Não é juridicamente sensato que se pretenda condenar alguém por inabilidade, mormente em período instável e atípico, que exige decisões firmes e rápidas, o que constitui, por certo, questão diversa da malfadada corrupção.

Noutro turno, e tratando especificamente do período atípico que vivenciamos, será possível apreciar, em processo que obedeça às garantias constitucionais, se o gestor atuou com irresponsabilidade frente à realidade atual, desrespeitando parâmetros básicos de enfrentamento à pandemia e quais as consequências dos seus atos, seja no campo econômico, social ou da saúde.

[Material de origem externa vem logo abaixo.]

PR #344, opened 2024-07-06
Add a handler to restart the K3s Server when the service file changes

peterklijn:
#### Changes ####

Introduced a handler to restart the K3s service when a change to the `{{ systemd_dir }}/k3s.service` is detected.

I ran into the issue several times where I changed something in the template or `extra_server_args` and did not see my change reflected, and had to restart the service manually to see the change applied.
This PR solves that problem

### DIFF
--- a/roles/k3s_server/tasks/main.yml
+++ b/roles/k3s_server/tasks/main.yml
@@ -65,6 +65,7 @@
         owner: root
         group: root
         mode: "0644"
+      notify: Restart K3s Server
 
     - name: Copy K3s service file [HA]
       when:
@@ -76,6 +77,7 @@
         owner: root
         group: root
         mode: "0644"
+      notify: Restart K3s Server
 
     - name: Add service environment variables
       when: extra_service_envs is defined
@@ -159,6 +161,7 @@
         owner: root
         group: root
         mode: "0644"
+      notify: Restart K3s Server
 
     - name: Copy K3s service file [External DB]
       when:
@@ -170,6 +173,7 @@
         owner: root
         group: root
         mode: "0644"
+      notify: Restart K3s Server
 
     - name: Enable and check K3s service
       ansible.builtin.systemd:
--- a/roles/k3s_server/tasks/main.yml
+++ b/roles/k3s_server/tasks/main.yml
@@ -65,7 +65,7 @@
         owner: root
         group: root
         mode: "0644"
-      notify: Restart K3s Server
+      register: service_file_single
 
     - name: Copy K3s service file [HA]
       when:
@@ -77,7 +77,7 @@
         owner: root
         group: root
         mode: "0644"
-      notify: Restart K3s Server
+      register: service_file_ha
 
     - name: Add service environment variables
       when: extra_service_envs is defined
@@ -86,7 +86,18 @@
         line: "{{ item }}"
       with_items: "{{ extra_service_envs }}"
 
+    - name: Restart K3s service
+      when:
+        - ansible_facts.services['k3s.service'] is defined
+        - ansible_facts.services['k3s.service'].state == 'running'
+        - service_file_single.changed or service_file_ha.changed
+      ansible.builtin.systemd:
+        name: k3s
+        daemon_reload: true
+        state: restarted
+
     - name: Enable and check K3s service
+      when: ansible_facts.services['k3s.service'] is not defined or ansible_facts.services['k3s.service'].state != 'running'
       ansible.builtin.systemd:
         name: k3s
         daemon_reload: true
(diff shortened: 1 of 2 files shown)


roles/k3s_server/tasks/main.yml
```diff
@@ -65,6 +65,7 @@
         owner: root
         group: root
         mode: "0644"
+      notify: Restart K3s Server
```
dereknola, line 68: Did you test this on a fresh install? Will this cause problems with "restarting" a service that has never been enabled or started before? On first install we don't enable K3s service for another 20lines or so.

peterklijn: Handlers are run after all tasks in a play complete, so it shouldn't cause a problem.
In the case of a clean install, it will restart in the end even though it's not necessary, but it shouldn't hurt it either.

dereknola: I don't like that we are always restarting the service, even if there are no changes. My suggestion is to check if the K3s service us already running. If it is, restart the K3s service.


So instead of  
```
    - name: Enable and check K3s service
      ansible.builtin.systemd:
        name: k3s
        daemon_reload: true
        state: started
        enabled: true
```

We have:
```
    - name: Check if K3s service is already running
      ansible.builtin.systemd:
        name: k3s
        state: started
      register: k3s_status
      ignore_errors: true
      
    - name: Enable and start K3s service
      when: k3s_status.status != 'running'
      ansible.builtin.systemd:
        name: k3s
        daemon_reload: true
        state: started
        enabled: true

    - name: Restart existing K3s Service
      when: k3s_status.status == 'running'
      ansible.builtin.systemd:
        name: k3s
        daemon_reload: true
        state: restarted
```

dereknola: Just tested this and its actually `ansible_facts.services['k3s.service']`

peterklijn: > I don't like that we are always restarting the service, even if there are no changes. My suggestion is to check if the K3s service us already running. If it is, restart the K3s service. No handler needed.

I think there's some miscommunication, so just in case, let me explain:

A handler only runs when the task that notifies it is marked as changed. So when you run the playbook multiple times, it will not call the handler ([docs](https://docs.ansible.com/ansible/latest/playbook_guide/playbooks_handlers.html#notifying-handlers))
In this specific case:

```yaml
    - name: Copy K3s service file [Single]
      when: groups[server_group] | length == 1 or use_external_database
      ansible.builtin.template:
        src: "k3s-single.service.j2"
        dest: "{{ systemd_dir }}/k3s.service"
         owner: root
         group: root
         mode: "0644"
       notify: Restart K3s Server
```

This will only 'notify' the handler when the `/etc/systemd/system/k3s.service` file changes, for example:
- when the `k3s-single.service.j2` template changes
- when the `extra_server_args` is updated
- etc

The only catch is that the very first time you run this playbook to create a new server, ansible marks the file as changed as it creates it. So only the very first time does this run multiple times.
I assume these playbooks run many times to configure and update the cluster over time, and it's more important that it doesn't restart unnecessarily, so having a redundant restart only on the very first run is not a big deal.

Having said that, there's ways to prevent that, but I think that the complexity it introduces is not worth it.
The solution you provide is one way, but it does not have my preference as it is needed at multiple places, as the 'Enable and check service' is in two places ([1](https://github.com/k3s-io/k3s-ansible/blob/master/roles/k3s_server/tasks/main.yml#L87)) ([2](https://github.com/k3s-io/k3s-ansible/blob/master/roles/k3s_server/tasks/main.yml#L174))

So, does the above change your mind?
And if not, do you have a strong preference on using regular tasks instead of handlers?

dereknola: I do have a strong preference for using regular tasks. I am fine with the code being repeated in two places. We treat secondary servers differently enough to warrant it. 

For some more context, I use this tool to quickly spin up and then kill K3s clusters for various QA and CI related work. So I am concerned with 1 additional restart because my use case is heavily dependent on startup time.

peterklijn: Gotcha, thanks for clarifying.
I'll update it in the upcoming days

peterklijn: @dereknola I've updated the PR, a couple small changes from your suggestion:
- The restart task is before the start, as otherwise it will always be started and restart as well
- Registered some variables so it only restarts when the service file is changed

I've tested it with and without changes, for both servers with no `k3s.service` running, and without. It works as expected 🙂

dereknola (approved):

PR #352, opened 2024-08-06
More flexible cgroup settings

anon-software:
Currently the the relevant tasks match the kernel command line to three cgroup related parameters in the hard-coded order. I already had two of them and when I ran the playbook I ended up with two of them being repeated. A cleaner way to apply it is to match one parameter at the time and add it if missing.

I tested only Debian version, but the other are a simple copy and paste except for Archlinux.


dereknola (approved):

anon-software:
I used a wrong module in non-Debian tasks. I shall push another commit with the correction.

vrsarin (approved):
approved

dereknola (approved):

PR #356, opened 2024-08-22
Security exposure related to the token

anon-software:
The installation playbook saves the token into the systemd unit configuration file /etc/systemd/system/k3s.service. The problem is that according to K3s' documentation "the server token should be guarded carefully" (https://docs.k3s.io/cli/token), yet the configuration file is readable by anybody. A better solution is to save the token into its corresponding environment file /etc/systemd/system/k3s.service.env which is readable by the super user only. This is what the standard K3s' installation script (https://get.k3s.io) does.

#### Linked Issues ####

### DIFF
--- a/roles/k3s_agent/tasks/main.yml
+++ b/roles/k3s_agent/tasks/main.yml
@@ -35,14 +35,13 @@
         INSTALL_K3S_EXEC: "agent"
       changed_when: true
 
-    - name: Add the token and first server URL for joining the cluster to the environment
+    - name: Add the token for joining the cluster to the environment
       no_log: true # avoid logging the server token
       ansible.builtin.lineinfile:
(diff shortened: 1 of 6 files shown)


dereknola (changes requested):
I don't think there is any reason to set the server URL as an env variable. I take your point around token security, but there isn't an issue with keeping `--server https://{{ api_endpoint }}:{{ api_port }}`

anon-software:
That is correct, the URL can remain where it is. It just looked nicer to me to move that as well. But I shall restore it where it was if you prefer the old location.

dereknola:
Please restore it :)

anon-software:
I have pushed another commit to move the URL back.

dereknola (approved):

PR #364, opened 2024-09-26
Prevent multiple tokens in k3s.service.env

anon-software:
If site.yml playbook is executed multiple times with different tokens, they will all accumulate in k3s.service.env. They won't do any harm because the last one wins, however it is a matter of good housekeeping to delete the old before inserting a new one.

#### Linked Issues ####


anon-software:
This is not ideal. When executed again with the same token, the playbook now deletes and inserts the same line resulting in the task reporting a "change" when in fact everything effectively remained the same. I working on a fix for this this.

dereknola (approved):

Os órgãos de controle e o Judiciário não possuem a função de, necessariamente, buscar condenação ou condenar, mas de analisar os fatos à luz das normas vigentes e, ao cabo, se restar comprovada a perpetração de ato ilegal, aplicar as sanções pertinentes. Ao revés, não restando comprovado o ato desonesto, eivado de má-fé, ou o erro grave, não pode haver condenação, ainda que se trate de decisão contramajoritária.

A corrupção nunca foi e nunca será "erro grosseiro", independentemente da definição que se pretenda empregar a referido conceito indeterminado. Cabe aos juristas e, notadamente, em processos judiciais, aos magistrados conferir a interpretação adequada às novas disposições legais, de sorte que a medida provisória em exame, de per si, além de não representar destacada novidade, não parece ensejar obstáculo à punição de gestores desonestos.